Description of Historic Place
The Henri Gauvin House is a two-storey residence in the Four Square style with a hipped roof and a single central dormer. Built around 1929, this structure is located on Dover Road in Dieppe.
Heritage Value
The Henri Gauvin House is designated a Local Historic Place for its architecture and its association with the hardships of a young Acadian family whose eldest son was prematurely given the responsibility of caring for several generations, a situation that was much too common at that time.
The Henri Gauvin House provides a good example of a commodious Four Square style house, the most popular style at the time. In fact, its construction date coincides with the height of the style’s popularity. This model, inspired by the American architect Frank Lloyd Wright, was most popular between the two World Wars. The structure has no additions that take away from the original design. The only dormer is located on the front façade, as was the custom. The owner’s uncle, mason and builder Auguste Gauvin, most likely helped build the house. Two circumstances lead to this supposition: first, he had filled in by doing some of the duties of the deceased father for his widowed sister-in-law and her children; also, he had built a house identical to this one nine years earlier for his oldest son, who looked after his farm.
At another level, the house calls to mind a situation common to countless homes in Dieppe at that time: an oldest son who, in the absence of a father who most often worked away from home, was required to run the family farm and do many of the absent father’s tasks. Many eldest sons could not escape this imposed role.
Henri Gauvin, eldest son of Edmond, built this large square house on the paternal lot on Dover Road (in the southern part of Dieppe), around 1929, three years after he married Anna Bourque. He was returning to take over the family farm, which he had been forced to run, along with his mother and brother Yvon, after the premature death of his father in 1904. Henri settled his young family and his mother in this spacious new dwelling that replaced the house built by his grandfather Ferdinand Gauvin. He ran the dairy and vegetable farm until he retired around 1970, when he sold the house and land. For Henri Gauvin, the early death of his father solidified his destiny as new head of the home, a role he had to assume until the end of his life.

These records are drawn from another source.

PR #220, opened 2020-06-23
feat: stats.steps and limits.steps in run options

### LINKED ISSUE #29: AskVM not timing out on infinite loops
According to the [FAQ](https://www.notion.so/FAQ-554ab8a775494057a0fdbedf7ad6f2d6), the AskVM should timeout on infinite loops.

However running the following in the AskVM generates a hang (infinite loop) that does not seem to resolve.

```
const f = fun():any {
  call(f)
}
call(f)
```

To replicate:
* `npm install askql`
* `./askql`
* `.editor`
* Enter the above code
* Ctrl+D

mhagmajer:
Close #29


src/askvm/index.ts
```diff
@@ -1,4 +1,32 @@
...
+  inputOptions: Options,
+  code: AskCodeOrValue,
+  args?: any[]
+): Promise<TypedValue<JSONable>> {
+  const options = extendOptions(inputOptions, {
+    stats: {
+      steps: 0,
+    },
+    limits: {
+      steps: 10 ** 4,
```
mhagmajer, line 20: When this was set to `10 ** 6` `while(true) {}` test run for almost 10 seconds

src/askvm/lib/run.ts
```diff
@@ -34,9 +39,9 @@ export async function run(
     return typed(code);
   }
 
-  ops += 1;
-  if (ops > 1000) {
-    // throw new Error('Over ops limit!');
+  options.stats!.steps += 1;
+  if (options.stats!.steps >= options.limits!.steps) {
+    throw new Error('Over steps limit!');
```
czerwinskilukasz1, line 44: @mhagmajer , could you list all operations that are considered a step?
It's important to make sure we don't interrupt valid computations too early.

mhagmajer: Every resource reference is a step. Also computing resources usually requires making more steps, for example:
- https://github.com/xFAANG/askql/blob/master/src/askvm/resources/core/if.ts
- https://github.com/xFAANG/askql/blob/master/src/askvm/resources/core/while.ts
- https://github.com/xFAANG/askql/blob/master/src/askvm/resources/core/query.ts

czerwinskilukasz1: OK, sounds good.
And how does fetching results in `query` count? 
E.g. if I wanted to get an aggregated query to sum people income in my corporation and run:
```
const people = query {
   person {
     income
   }
}
people:sum()
```
for a list of 10 001 people, would it fail?
How could I get the result I need anyway?

src/askvm/lib/run.ts
```diff
@@ -34,9 +39,9 @@ export async function run(
     return typed(code);
   }
 
-  ops += 1;
-  if (ops > 1000) {
-    // throw new Error('Over ops limit!');
+  options.stats!.steps += 1;
+  if (options.stats!.steps >= options.limits!.steps) {
```
czerwinskilukasz1, line 43: If think it should be > if we are saying we are *over* the limit.

src/askvm/lib/run.ts
mhagmajer: In this PR I only attempted to fix the issue with infinite loops. Configuring the limit will come next because it requires some changes to `extendOptions`

src/askvm/lib/run.ts
mhagmajer: This is at the beginning of the `run` operation, so if we are at the limit, then we cannot proceed.

src/askvm/lib/run.ts
czerwinskilukasz1: Configuring the limit is another topic. 
What I wanted to ask in the comment above is how `query` operations are counted?

czerwinskilukasz1:
> Let's add 2 more tests:
> One showing that running 10 ** 4 operations succeeds and
> one with very similar code showing that running 10 ** 4 + 1 operations fails

I think this one is still waiting for you.

mhagmajer:
@czerwinskilukasz1 let me understand better because these limits apply to all our passing tests. Would you like to have a loop that makes a lot of steps but still less than the limit?

czerwinskilukasz1:
> @czerwinskilukasz1 let me understand better because these limits apply to all our passing tests. Would you like to have a loop that makes a lot of steps but still less than the limit?

Yes, I would like to have:

- [ ] a test that almost reaches the ops limit (and finishes successfully), such that it's clearly visible in the code what limit it almost reach (e.g. an empty loop with 9 999 iterations, if the limit is 10 000)
- [ ] a test that would exceed the ops limit just a bit (and fails because of the limit), such that it's clearly visible in the code what limit it will reach (e.g. an empty loop with 10 000 iterations, if the limit is 10 000)

src/askvm/lib/run.ts
mhagmajer: I just checked that `query` uses `run` twice for each node - one for name and one for value. Maybe we can take a closer look at it and its performance on another issue once this is closed?

src/askvm/index.ts
```diff
@@ -1,4 +1,34 @@
...
+    },
+  });
+  const result = await libRun(options, code, args);
+  // console.log('stats after run', options.stats);
```
mhagmajer, line 24: leave it here to help with future debugging - this will eventually be replaced with a logging solution

src/askvm/lib/run.ts
czerwinskilukasz1: Sounds good.  Filing as https://github.com/xFAANG/askql/issues/303

src/askvm/index.ts
czerwinskilukasz1: ok, fine

src/askscript/__tests__/04-control-flow/program11-for_check_limit.test.ts
```diff
@@ -0,0 +1,9 @@
+import program from './program11-for_check_limit.ask';
+
+test('computes', async () => {
+  const maxArgUnderLimit = 587;
```
czerwinskilukasz1, line 4: Aaaah, so there is no obvious relationship between AskVM limit and number of iterations of an empty loop.

PR #223, opened 2020-06-25
Feat: Generate the package json in the dist folder on post build

### LINKED ISSUE #218: There is another package.json file in src/
This is our main package.json file:
https://github.com/xFAANG/askql/blob/master/package.json

And this is the package.json file I think we should remove:
https://github.com/xFAANG/askql/blob/master/src/package.json

YonatanKra:
- [x] Generate the package json in the dist folder on post build
- [x] Remove package.json from ts.config
- [x] Delete src/package.json

Closes #218


scripts/postBuild.ts
```diff
@@ -9,4 +30,19 @@ async function main() {
...
 }
 
+async function copyPackageJson() {
+  const releasePackageJson: any = {};
+  Object.keys(packageJson).forEach((key) => {
+    if (propertiesToPreserveFromPackageJSON.indexOf(key) > -1) {
+      // @ts-ignore
+      releasePackageJson[key] = packageJson[key];
+    }
+  });
```
mhagmajer, line 40: https://lodash.com/docs/4.17.15#pick

package.json
```diff
@@ -48,7 +48,9 @@
   "engines": {
     "node": ">=12.14.0"
   },
-  "dependencies": {},
+  "dependencies": {
+    "lodash": "^4.17.15"
+  },
```
mhagmajer, line 53: This needs to be dev dependency @YonatanKra

src/demoAskScriptServer.ts
```diff
@@ -14,8 +14,15 @@ import { parse as parseAskScript, AskScriptCode } from './askscript';
...
-import packageInfo from './package.json';
+let packageInfo = {
+  version: 'dummy',
+};
 
+try {
+  packageInfo = require('../package.json');
+} catch (e) {
+  packageInfo = require('./package.json');
+}
```
mhagmajer, line 25: Demo ask script server is currently only run as a development tool - we don't need to support it in a run package

PR #230, opened 2020-06-26
ci: enforce conventional-commits

### LINKED ISSUE #180: Enforce conventional commit in the message of squashed commit using GitHub actions

YonatanKra:
Closes #180 
I didn't use an action from the marketplace, because they all use `GITHUB_TOKEN` which isn't working with forks.
We can speed things up by creating a bundle with the node modules already in it to avoid the `npm i` phase in the action.
I thought it was an overkill since this runs much faster than the tests.


czerwinskilukasz1:
@YonatanKra , were you able to check that your solution works on Github?
What shows up to the user and when after they try to squash&merge with a message not conforming to conventional commits?

Are all of the types from [commitizen](https://github.com/commitizen/cz-cli) supported?
image

YonatanKra:
@czerwinskilukasz1 
This works according to these rules: https://github.com/conventional-changelog/commitlint/tree/master/%40commitlint/config-conventional
As written on this page, they can be changed (for instance, don't enforce lowercase).

@mhagmajer 
What my solution is doing is not passing the PR if its title is not according to the standard. It's a linter for the PR title. Eventually, the PR title is used for the actual commit, so this should solve the issue, isn't it?

czerwinskilukasz1:
> @czerwinskilukasz1
> This works according to these rules: https://github.com/conventional-changelog/commitlint/tree/master/%40commitlint/config-conventional
> As written on this page, they can be changed (for instance, don't enforce lowercase).

Sounds good to me, thanks.

PR #232, opened 2020-06-26
(STALE lambda PR)

### LINKED ISSUE #43: Handle providing a lambda function when chaining methods in AskScript
```
ask {
	const double = fun(s:string):string {
    s:concat(s)
	}

  text :call(fun(s:string): string {
    s:double // same as s:double()
  })
}
```
returns the value of `text` variable instead of `text` + `text`.

czerwinskilukasz1:
Closes #43


src/askscript/__tests__/03-lambda/program07b-chain_lambda.ask
```diff
@@ -1,5 +1,4 @@
 ask {
-  let useFor = fun(x, f) { f(x) }
```
mhagmajer, line 2: Okay so this definition is much simpler than [src/askvm/resources/core/useFor.ts](https://github.com/xFAANG/askql/pull/232/files#diff-ae653ac9c4d4704ef382af488f3b64f6). Why are we adding a new resource implemented in TypeScript instead of a new standard function implemented in AskScript?

czerwinskilukasz1: We discussed it [10 days ago](https://github.com/xFAANG/askql/issues/43#issuecomment-644754817) and I implemented it according to your comments.

mhagmajer:
This probably can be done on AskJSX level by defining a function - similar to how `for` is implemented

czerwinskilukasz1:
> This probably can be done on AskJSX level by defining a function - similar to how `for` is implemented

Doesn't it mean that useFor would need to be detected in AskScript parser and translated to 'useFor' structure there?

mhagmajer:
> Doesn't it mean that useFor would need to be detected in AskScript parser and translated to 'useFor' structure there?

No, you can define functions at AskJSX level - just add a special case to Call.jsx

czerwinskilukasz1:
Closing in favor of https://github.com/xFAANG/askql/pull/285

PR #234, opened 2020-06-26
feat(cli): add 'cli' and 'cli:dev' to npm run

czerwinskilukasz1:


package.json
```diff
@@ -19,7 +19,9 @@
     "prettier:check": "prettier --config prettier.config.js --check .",
     "prettier:scripts": "prettier --write ./scripts",
     "lint:js": "eslint . --ext .js,.tsx,.ts",
-    "lint:js:fix": "npm run lint:js --fix"
+    "lint:js:fix": "npm run lint:js --fix",
+    "cli": "node dist/cli.js",
+    "cli:dev": "npx pegjs src/askscript/parser/askscript.grammar.pegjs && ts-node --files src/cli.ts"
```
mhagmajer, line 24: 1. Where does `npx pegjs src/askscript/parser/askscript.grammar.pegjs` write its output?
2. Would ts-node src/cli.ts suffice here?

czerwinskilukasz1: 1. To `src/askscript/parser/askscript.grammar.js`, which is gitignored.
2. Nope, because src/askscript/index.ts says: `const parser: any = require('./parser/askscript.grammar');`. This file won't exist unless generated by peg.  We would need to embed peg here to make it work automagically, which is probably not the desired solution.

PR #245, opened 2020-06-26
feat(askvm): add logicalOr ('||')

### LINKED ISSUE #136: Add a 'logicalOr' resource (|| binary operator)
There are some operators in AskVM, e.g. 'lessThan' resource (< operator) (src/askvm/resources/math/lessThan.ts), but we are missing logical operators, like 'or' resource (|| operator).

Dear new contributor,

If you have any questions on how to start, please write a comment with a tag: @czerwinskilukasz1 or @mhagmajer, or join our Discord Community and let us know there. We will be very happy to help you start! :)

Cheers,
Łukasz (@czerwinskilukasz1)
AskQL Core Developer

czerwinskilukasz1:
Closes #136


mhagmajer:
I'm not sure if `||` should work for falsy values such as `0` or empty string. I think this is confusing. Why not just make it work for boolean?

czerwinskilukasz1:
> I'm not sure if `||` should work for falsy values such as `0` or empty string. I think this is confusing. Why not just make it work for boolean?

@mhagmajer 
Yeah, I was considering implementing it for boolean only, but then lines like `const port = process.env.PORT || 4000;`, which work perfectly fine in Javascript, won't work in AskScript.
What are your thoughts?

mhagmajer:
I think that is the use case for null coalescing operator actually `port ?? 4000`

czerwinskilukasz1:
> I think that is the use case for null coalescing operator actually `port ?? 4000`

I like it.   https://github.com/xFAANG/askql/issues/263

So agreed, `||` supports boolean only.

czerwinskilukasz1:
@mhagmajer , I am checking types explicitly. Let me know how you like it.

czerwinskilukasz1:
@mhagmajer  Great. I was totally unsure whether you would like it or hate it.

mhagmajer:
@czerwinskilukasz1 this is pretty much how I would do it today. These explicit type checks won't be needed when AskVM starts throwing on type mismatch

czerwinskilukasz1:
> @czerwinskilukasz1 this is pretty much how I would do it today. These explicit type checks won't be needed when AskVM starts throwing on type mismatch

@mhagmajer , sure.  When do you plan to implement type checks in AskVM?

mhagmajer:
1.3 is realistic I think

PR #259, opened 2020-06-27
feat(askscript): add syntax sugar for a[b]

### LINKED ISSUE #52: a.b / a[b] syntax sugar for a:at('b')

czerwinskilukasz1:
Closes #52


src/askscript/__tests__/08-objects-records/objects-15-key_brackets.ask
```diff
@@ -0,0 +1,6 @@
+ask {
+    let capitals:map(string) = { France: 'Paris', Germany: 'Berlin', Spain: 'Madrid', anywhere: 'any town' }
```
mhagmajer, line 2: Is `string` the type of key or value of the map? Perhaps we need two types for `map`. Also you actually an object (struct) to it which is implemented differently in JS than `Map`. Not sure if AskScript needs to make this differentiation...

czerwinskilukasz1: Currently map's keys are always strings, so the type describes the values.

mhagmajer: @czerwinskilukasz1 this is true for AskScript, not AskCode

czerwinskilukasz1: https://github.com/xFAANG/askql/issues/261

Source: City of Dieppe, Historic Places File (2), F3
Character-Defining Elements
The character-defining elements that describe the Henri Gauvin House include:
- overall symmetry;
- lack of ornamentation;
- two-storey square massing;
- hipped roof;
- single hipped roof central dormer on the front façade;
- probable participation of the owner's uncle, mason and builder Auguste Gauvin, in the design and construction of this house.